Mantener explícitamente el uso de sus poderes ejecutivos, como rehenes a la espera de un rescate en forma de concesiones, quizás sea una novedad para Obama, pero en La Habana no es algo muy diferente a lo vivido cuando el frustrado intento de normalización con la administración Carter.

Los políticos cubanos sanamente han advertido acerca de la inutilidad de cambiar los métodos sin alterar los objetivos finales, una actitud que termina dándoles la razón  a los pesimistas a ambos lados del Estrecho de la Florida.

El presidente de Cuba, Raúl Castro, saluda a Obama en un encuentro paralelo a la Asamblea General de la ONU, en septiembre de 2015.

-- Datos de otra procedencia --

PR #673, opened 2021-12-17
fix: make local/root paths relative to deps.edn

hugoduncan:
When resolving local/root dependencies, a realtive path needs to be with
respect to the deps.edn file that contains the dependency.

### DIFF
--- a/src/clojure_lsp/source_paths.clj
+++ b/src/clojure_lsp/source_paths.clj
@@ -49,6 +49,15 @@
          set
          (set/union root-source-paths))))
 
+(defn relative-to-deps-file [deps-file]
+  (let [p (.getParentFile (io/file deps-file))]
+    (fn [f]
+      (if (.isAbsolute (io/file f))
+        f
+        ;; NOTE; calling .getCanonicalFile on this would get of some "../" path
+        ;; components.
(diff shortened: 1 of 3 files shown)


src/clojure_lsp/source_paths.clj
```diff
@@ -49,6 +49,13 @@
          set
          (set/union root-source-paths))))
 
+(defn relative-to-deps-file [deps-file]
+  (let [p (.getParentFile (io/file deps-file))]
+    (fn [f]
+      (if (.isAbsolute (io/file f))
+        f
+        (shared/normalize-file (io/file p f))))))
+
```
ericdallo, line 58: We can't have reflections because of graalvm, also would you mind changing to:
```clojure
(defn ^:private relative-to-deps-file [file ^java.io.File deps-file]
  (if (.isAbsolute (io/file file))
    file
    (shared/normalize-file (io/file p f))))
```
and use the function on a anonymous function on the caller?

ericdallo:
I'll merge and add to changelog + the minor change on the function + reflection fix
Thank you very much for the fix!

hugoduncan:
You beat me to it - thank you!

PR #674, opened 2021-12-18
Add babashka pod

### LINKED ISSUE #555: Consider exposing API via babashka pod
When doing so, we can call the API directly from babashka scripts.

More info on how clj-kondo does this: https://github.com/clj-kondo/clj-kondo/blob/master/src/pod/borkdude/clj_kondo.clj

ericdallo:
Fixes #555


src/pod/clojure_lsp/api.clj
```diff
@@ -0,0 +1,135 @@
...
+      (when-not (identical? ::EOF message)
+        (let [op (-> (get message "op")
+                     read-string
+                     keyword)
+              id (some-> (get message "id")
+                         read-string
+                         (or "unknown"))]
+          (case op
+            :describe (do (write {"format" "transit+json"
+                                  "namespaces" [{:name "borkdude.tdn.pod"
```
borkdude, line 98: There is a borkdude.tnd.pod from tools-deps-native here. Probably want to rename that.

borkdude:
Cool stuff!

src/pod/clojure_lsp/api.clj
ericdallo: Oh, thanks!

PR #685, opened 2022-01-07
Add move coll entry code action + refactor

ericdallo:
Co-authored-by: @mainej Jacob Maine

- Add `Move coll entry down` and `Move coll entry up` code actions
- Add `move-coll-entry-down` and `move-coll-entry-up` commands

move-coll-entry


tami5:
😍

PR #686, opened 2022-01-08
 Move coll entry

mainej:
- Allow movement of destructured bindings
- Treat commas as whitespace
- Add tests, including several commented out failing tests.

TODO
- [ ] Remove support for sets? 
   - @ericdallo you wrote `can-move-entry?` so I wanted to check with you on this. Since the elements of a set are never paired, I don't think this refactoring should be enabled for them. What do you think?
- [ ] Fix movement in single line maps. See failing tests.
- [ ] Fix movement when cursor starts on trailing comment. See failing tests.
- [ ] Fix movement of commas. See failing tests.
- [ ] Changelog
- [ ] Docs

I have a plan for several of the failing tests, but the fix I have in mind will be a reasonably large change to the central algorithm. I won't be surprised if that change makes some other tests fail, so it may take a while to get everything working again.

### DIFF
--- a/src/clojure_lsp/feature/move_coll_entry.clj
+++ b/src/clojure_lsp/feature/move_coll_entry.clj
@@ -2,10 +2,25 @@
   (:require
    [clojure.string :as string]
    [rewrite-clj.node :as n]
-   [rewrite-clj.zip :as z]
-   [taoensso.timbre :as log]))
+   [rewrite-clj.zip :as z]))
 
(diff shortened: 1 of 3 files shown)


ericdallo:
> Since the elements of a set are never paired, I don't think this refactoring should be enabled for them. What do you think?

Makes sense to me, we can remove this feature for sets so.

mainej:
> remove this feature for sets

👌 I'll do that in a separate PR.

PR #688, opened 2022-01-10
Add features to move-coll-entry

mainej:
This PR is a re-write of move-coll-entry to use a different method of allocating comments to entries. It now supports several features that were not possible before:
1. Move entries terminated by commas
        {1 2,
         3 4}
         ->
        {3 4,
         1 2}
2. Move entries within single line maps
   * `{1 2 3 4} -> {3 4 1 2}`
   * `{1 2, 3 4} -> {3 4, 1 2}`
3. Move entry when starting on trailing whitespace
        {1 2 ;; two |comment
         3 4}
         ->
        {3 4
         |1 2 ;; two comment}

It also does a better job of moving the cursor, which is now reliably placed at the beginning of the entry in its new location.

As a separate matter, this PR removes support for moving entries within sets. In the future it may be possible to add support for moving items one at a time (as opposed to in pairs) within sets, vectors and lists. And the comment allocation in this PR should facilitate that. But, for now, it is not supported.

@ericdallo I found a few cases where can-move-*? returns the wrong results. This happens:

* When on a padding line after the first pair, and `move-up` is invoked.
* When on a padding line before the last pair, and `move-down` is invoked.

Movement should not be allowed in either of these situations, but can-move-*? reports differently. Unfortunately, there's no quick way to know we're in one of these situations without doing most of the work of allocating whitespace. I changed the code to return nil in these cases. Is that the right thing to do to make the action a no-op? Or should I return the original unchanged zloc somehow?

### DIFF
--- a/src/clojure_lsp/feature/move_coll_entry.clj
+++ b/src/clojure_lsp/feature/move_coll_entry.clj
@@ -111,19 +111,20 @@
           (let [;; find the start of the next padding
                 zloc    (->> elem-loc
                              z/right*
-                             ;; move right until the first newline, comma or key
+                             ;; seek to the first newline, comma or regular node
                              ;; TODO: handle case where comma precedes comment
                              ;; `a 1, ;; one comment`
                              ;; Conceptually, the comma should stay put while
                              ;; the entry and comment move.
                              (z/skip z/right* (comp #{:whitespace :comment}
                                                     z/tag))
+                             ;; relinquish that node
                              z/left*
                              ;; then give up as much whitespace as possible,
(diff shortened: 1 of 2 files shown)


ericdallo:
>  I changed the code to return nil in these cases. Is that the right thing to do to make the action a no-op?
Yes, right thing, this function should be fast and return any thruthy value since we run everytime during code actions processing when user moves the cursor

ericdallo (approved):
Thank you!

ericdallo:
I intend to do some final tests on the original branch tonight and then I merge to master, thank you for the huge help!

PR #698, opened 2022-01-16
Test tree on clojure lsp initialization

### LINKED ISSUE #697: Find every test in the project by default at init to fulfill test tree managers

As the new feature of test-tree for Calva was released it was noticeable that the test tree is only populated after open some files, and only with the tests from opened files.

Maybe it would be great to do a quick scan in the project to detect every test after the initialization of clojure-lsp.

erickisos:
Closes #697


src/clojure_lsp/crawler.clj
```diff
@@ -216,5 +219,8 @@
         (stubs/generate-and-analyze-stubs! settings db))
       (producer/publish-progress (:producer @db) 95 "Analyzing project files" progress-token)
       (log/info "Analyzing source paths for project root" root-path)
-      (analyze-source-paths! (:source-paths settings) db))
+      (analyze-source-paths! (:source-paths settings) db)
+      (producer/publish-progress (:producer @db) 97 "Analyzing test files" progress-token)
```
ericdallo, line 223: I think we should check for `when-not (:api? @db)` and we should not this on this same thread or we will block the clojure-lsp startup time, maybe just move this to [here](https://github.com/clojure-lsp/clojure-lsp/pull/698/files#diff-fa419531b6cbafb2899aa71bcd5a5acee775a79480a43235c6f29fc5074cb1b6R215) would solve both issues, WDYT?

src/clojure_lsp/crawler.clj
```diff
@@ -49,21 +49,24 @@
     (swap! db update :findings merge (group-by :filename (:findings result)))
     analysis))
 
+(defn ^:private analyze-test-paths! [paths db]
+  (map #(producer/refresh-test-tree % db) paths))
```
ericdallo, line 53: I think we should pass a URI not a filename to this function, so probably we need to call `shared/filename->uri` before calling the producer.

ericdallo: Hum, the paths are not necessarly filenames, right? they could be `/path/to/src/` and not `/path/to/src/my-file.clj`, and this would make the the test tree not work.
We should re-think a way to get all the URIs of the project, not only the paths.
Probably find it via clj-kondo analysis filtering project analysis only

ericdallo:
Thank you for the help @erickisos!

Just some points to make this ready to merge beside the comments:

- I merged a huge work I was doing that splitter the project into API and CLI, #696, you will probably need to rebase with master, sorry for not telling that before
- It'd be great if we could make a test for that, I don't see a way to unit test that easily, but I think we can create a integration test that uses bb under the hood to test that after the project started we should listen and wait for a testTree notification without `didOpen` any file, WDYT?
- Could you add an entry to CHANGELOG?

src/clojure_lsp/crawler.clj
ericdallo: > we should not this on this same thread or we will block the clojure-lsp startup time

I just realized there is a already a go block inside the producer call, so it's fine

erickisos:
Of course @ericdallo , sorry, I forgot the "draft" in the PR, however let me check those points then!

src/clojure_lsp/crawler.clj
erickisos: That's right, I was thinking if we had something like that in the project, but based on your comment it sounds like we don't have that feature at the moment, I will check if we can get that list of filenames from clj-kondo.

Thx Greg!

ericdallo: @erickisos probably something like:
```clojure
(->> (:analysis @db)
       (map :filename)
       (filter #(string/starts-with "file:/"))) ;; filter project only filenames
```

erickisos: just in case, I tried with one similar approach, and checking around with something like this
```clojure
(:documents @db)
```

And it seems like at least kondo and clojure-lsp don't keep track of all the files from the project.

WDYT about adding that kind of function in clojure-lsp? Or could be better if I add that in clj-kondo? I mean, we can just keep that in the clojure-lsp crawler.

ericdallo: the `:documents` are filled with the current opened documents on the editor and information about version and content, I think the best would be to use kondo analysis for that, which is more reliable, something like this should work :
```clojure
(-> (:analysis @db/db)
      (q/filter-project-analysis db/db)
      keys)
```

lib/src/clojure_lsp/crawler.clj
```diff
@@ -50,21 +50,24 @@
     (swap! db update :findings merge (group-by :filename (:findings result)))
     analysis))
 
+(defn ^:private analyze-test-paths! [paths db]
+  (map #(producer/refresh-test-tree % db) paths))
```
ericdallo, line 54:
```clojure
(defn ^:private analyze-test-paths! [paths db]
  (let [project-files (-> (:analysis @db/db)
                          (q/filter-project-analysis db/db)
                          keys)]
    (->> project-files
         (map #(shared/filename->uri % db))
         (mapv #(producer/refresh-test-tree % db)))))
```

ericdallo:
@erickisos I ended up committing this feature on master since we'd need to do more changes besides those mentioned, thanks for your huge help anyway!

Obama parece rubricar los párrafos menos conciliadores del acercamiento, pasando por encima de la invitación a construir desde los cimientos un tipo de relación bilateral que jamás ha existido…y que no saldrá del cascarón si se persiste con el viejo discurso de sugerir desde Washington qué es lo mejor para el pueblo de Cuba, una práctica vigente desde 1898,  año tenido en mente al proponer el borrón y cuenta en uno de los párrafos del comunicado gubernamental emitido el día en que se dio la fecha para el restablecimiento de las relaciones diplomáticas.

 

La actual administración demócrata (y la campaña de Hillary Clinton) tienen extremos que se contradicen: por un lado una retórica dura, que nadie escucha en las reuniones de alto nivel cara a cara, con sonrisas y saludos afectivos.

Obama no pone condiciones muy diferentes a las otorgadas tranquilamente al ex presidente Jimmy Carter durante su visita a Cuba en 2002. Incluso, podría terminar siguiendo los pasos de su secretario de Estado John Kerry, quien dedicó más tiempo a pasear por La Habana Vieja, codo a codo con Eusebio Leal, o a examinar a las reliquias de Ernest Hemingway en Finca Vigía, si se comparan esas actividades menos políticas con los minutos regalados a la disidencia.

Pero una de las observaciones más interesantes en la entrevista a Yahoo News no es el estado de la normalización según el presidente de los Estados Unidos, sino sus apreciaciones personales acerca de Raúl Castro como un líder pragmático. No es un descubrimiento de Obama. Quienes hayan leído con detenimiento la biografía autorizada escrita por el investigador y militar de la inteligencia rusa Nikolai S. Leonov saben que ese criterio existe desde los primeros años de la Revolución Cubana.